A ten gallon tank is not considered a good beginner tank. That is because it is so small that it requires more specialized care. In a ten gallon tank, I would put a few hardy tetras, like 5 or 6 pristellas. Shrimp would fit but they require a well cycled tank. There are also guppies, killiefish. 

As far as cost, if it is between one beta and some platties, I would get one or the other. The platies need to be together. A beta can be alone. I would not mix them. There is simply no room in a 10 gallon tank to hide. A beta will bite and make big holes in the platy. You will have a dead fish that looks like a shark got it. They are agressive fighting fish and are more comfortable on their own. There is no reason to put anything else in the tank with them. If you do mix betas it should be in a large 30 or 40 gallon tank, not a ten gallon.


----------



## vreugy (May 1, 2013)

++^ Also, if you put female Platy's in with a Betta, the Betta may kill itself eating the babies.


----------



## majerah1 (Oct 29, 2010)

kalyke said:


> I have 2 female bettas together. They are not as pretty, but interesting fish. However, they are in a very large tank and rarely are face to face. There are many other fish in there as well.
> 
> A ten gallon tank is not considered a good beginner tank. That is because it is so small that it requires more specialized care. In a ten gallon tank, I would put a few hardy tetras, like 5 or 6 pristellas. Shrimp would fit but they require a well cycled tank. There are also guppies, killiefish.
> 
> As far as cost, if it is between one beta and some platties, I would get one or the other. The platies need to be together. A beta can be alone. I would not mix them. There is simply no room in a 10 gallon tank to hide. A beta will bite and make big holes in the platy. You will have a dead fish that looks like a shark got it. They are agressive fighting fish and are more comfortable on their own. There is no reason to put anything else in the tank with them. If you do mix betas it should be in a large 30 or 40 gallon tank, not a ten gallon.

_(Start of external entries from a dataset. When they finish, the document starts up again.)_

Issue #2556, opened 2018-01-10
Redirect To Resource After Login


rajadain:
Currently, if while not logged in, I attempt to access My Resources, I'm taken to a login page, after which I'm taken to the My Resources page:

![2018-01-10 13 48 17](https://user-images.githubusercontent.com/1430060/34789700-43628ccc-f60d-11e7-9332-d565fc2d8e0a.gif)

However, if while not logged in, I attempt to access a specific resource, I'm taken to a login page, and then to the home page, instead of back to that resource:

![2018-01-10 13 49 50](https://user-images.githubusercontent.com/1430060/34789718-572a8a2a-f60d-11e7-8166-dd0a1c7b5e05.gif)

Users should be taken to the resource they were originally trying to access after logging in.

rayi113:
Adding that this appears to be related to GitHub issue #2323

rajadain:
Ah I think it's the same exact same issue. I tried to search for "redirect" in existing open ones but didn't find that one.

cuahsimarko:
Related to https://github.com/hydroshare/hydroshare/issues/2829 ?

cuahsimarko:
https://github.com/hydroshare/hydroshare/issues/2557

Lizabrazil:
@cuahsimarko this is pretty high priority and I do not think it needs much design. Let me know if you have questions.

Lizabrazil:
#2323 I am closing this related issue

pkdash:
@rajadain This issue can be closed.

rajadain:
Has this been addressed in a PR or commit?

cuahsimarko:
I don't know the exact commit, but I have observed for a while now, that when I attempt to access a protected resource, I'm prompted to login then redirected to the requested resource... which is my understanding of what's being requested in this GH Issues 2556

rajadain:
+1 tested on beta.hydroshare.org, it is now working as desired. Thanks!

PR #3370, opened 2019-05-01
#2708 #2556

### LINKED ISSUE #2708: Warn user moving away from page without saving
A user wrote 

> Guys,  

> This one has led to more repeat-work for me than any other “feature” of HydroShare: 

> Often I’ll edit the Abstract of a resource, and while editing, will think to go to another section of the resource and populate something there, then LOSE all my unsaved edits to the Abstract without a warning message. 

> Specifically (this time) I had just spent 15 minutes working on the Abstract, but did not click Save Changes before trying to create a Related Resource. Once I finished the Related Resource, I returned to my Abstract, only to find I’ve lost the last 15 minutes of work. 

> Before you let me change scope from the Abstract, you should warn me that I’m about to lose edits. Same with editing the title. 

Can we add a warning before navigating away from a page or closing a browser window to save edits.  I have experienced this functionality in other sites, so it is possible, and would be good for HydroShare.

mraocuahsi:
Fixes #2708. #2556


cuahsimarko:
@sblack-usu @pkdash could one of you please review this?

hs_core/page_processors.py
```diff
@@ -1,17 +1,24 @@
 """Page processors for hs_core app."""
```
pkdash: Why are we reversing these changes that I had made in cleaning up the page_preprocessor?

pkdash (changes requested):

hs_core/templates/403.html
```diff
@@ -1,32 +1 @@
...
-                            {% endfor %}
-                            </td>
-                        </tr>
-                    </table>
-                {% endwith %}
-            </div>
-        </div>
-    </div>
-{% endblock %}
+<meta http-equiv="REFRESH" content="0;url=http://localhost:8000/accounts/login">
```
sblack-usu: localhost?  I think there are a lot of things in this branch that were meant to be here.

cuahsimarko:
Closing will address with everyone. I'm sitting with Mahesh right now.

PR #3373, opened 2019-05-03
Fixes #1505

### LINKED ISSUE #1505: Order recent activity in groups from last to first
Recent activity in groups right now starts from resources that are quite old, but scrolling down you can see recent resources added.  I think that the latest should be listed first to see recent stuff.

mraocuahsi:
Fixes #1505


zhiyuli:
got referred to this PR by @mraocuahsi 
tested locally and changes look good to me
image

PR #5266, opened 2023-11-20
[#5265] query federation paths

### LINKED ISSUE #5265: nightly_zips_cleanup task fails with deep recursion
**Description of the bug**
```
<MaybeEncodingError: Error sending result: ''(1, <ExceptionInfo: Retry(Retry(...), SessionException(SessionException(...), "Error processing IRODS request: 3. stderr follows:\\n\\nb\'remote addresses: 152.54.2.121 ERROR: rmUtil: rm error for /hydroshareZone/home/wwwHydroProxy/zips/2023-11-18, status = -819000 status = -819000 CAT_SUCCESS_BUT_WITH_NO_INFO\\\\n\'"), 0)>, None)''. Reason: '"RecursionError('maximum recursion depth exceeded while calling a Python object')"'.> 
```

This recursion is caused by these lines in the task:
https://github.com/hydroshare/hydroshare/blob/2.10.3/hs_core/tasks.py#L153-L156
The remedy is to change the query to something like:
```
BaseResource.objects.order_by().values_list('resource_federation_path').distinct()
```
so that it returns one single result for each federation path.

The other part of the issue is a recursion error for deeply nested collections in Irods.
We use [irm -rf](https://docs.irods.org/4.2.6/icommands/user/#irm) and the -r fails if there are too many zips from a given day

Steps to reproduce the bug:
Occurs nightly, when there are lots of zip files from a given day

**Expected behavior**
Task should succeed without irm recursion error

**Additional information**
HS v2.10.3

devincowan:
Resolves #5265 

### Pull Request Checklist: 

- [ ] Automated Testing

- [ ] Passing Jenkins Build

### Positive Test Case

### DIFF
--- a/hs_core/tasks.py
+++ b/hs_core/tasks.py
@@ -150,8 +150,7 @@ def nightly_zips_cleanup():
     istorage = IrodsStorage()
     if istorage.exists(zips_daily_date):
         istorage.delete(zips_daily_date)
-    federated_prefixes = BaseResource.objects.all().values_list('resource_federation_path')\
-        .distinct()
+    federated_prefixes = BaseResource.objects.order_by().values_list('resource_federation_path').distinct()
 
     for p in federated_prefixes:
         prefix = p[0]  # strip tuple


hs_core/tasks.py
```diff
@@ -150,8 +150,7 @@ def nightly_zips_cleanup():
     istorage = IrodsStorage()
     if istorage.exists(zips_daily_date):
         istorage.delete(zips_daily_date)
-    federated_prefixes = BaseResource.objects.all().values_list('resource_federation_path')\
-        .distinct()
+    federated_prefixes = BaseResource.objects.order_by().values_list('resource_federation_path').distinct()
```
pkdash, line 153: This change removes retrieving duplicate `resource_federation_path` values which is nice. However, I am not sure why it causes recursion error when we have duplicate values.

pkdash (approved):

I find females to be beautiful, just as much as males. Nowadays they are starting to have better colors and longer fins. 

Not all bettas are that aggressive. Ive had bettas with angelfish ( still do) and tetras, empire gudgeons, and ornate ctenopomas. It boils down to the individual fish. Many times, the aggressor will not be the betta and just as often a female will be just as if not more aggressive than a male. Ive a boy healing because my female wanted a nest and he didnt deliver. She ripped his fins to shreds within a few hours and went parading about the tank showing off the fact she beat the crap out of him.


----------



## BettaGamer (Feb 13, 2015)

Go with the platys! While bettas are beautiful on their own, a 10 gallon might look empty with just one betta. This might lead you to want to add more down the road, which isn't a good idea once the betta has been placed in the tank and establishes it as his territory. You can get about 5-6 platys in a ten gallon and they come in many different varieties and colors. They are very hardy fish and in my opinion, great for beginners. The only thing with platys is that you need more females than males, otherwise all the males could gang up on the few females and exaust them to death.


----------



## kalyke (Nov 19, 2014)

True that all betas are not agressive, but you never know. How do you test drive a beta? I love my female betas. I got my first one last november. She was a tiny little black thing. She now is huge and has red and blue when the sun shines through her fins. My little white female has little black fins and tail that turn irredescent pastel colors. Both are slow moving, will eat from my hand, will allow them selves to be picked up by hand, seem very curious. I actually am trying to reccommend female betas as a third choice here. Female betas are really good companions for yoyo loaches. Female betas get along well with killies, cories, small tetras. Shrimp will fall victim.


----------



## henningc (Apr 17, 2013)

I growout my betta fry with platys, Endlers, Least Killies and swordtails. I even have crayfish in the tanks without incident. I think you're safe, but if you're still worried go with 2-3 female bettas. I have some free bettas if you pay postage.


----------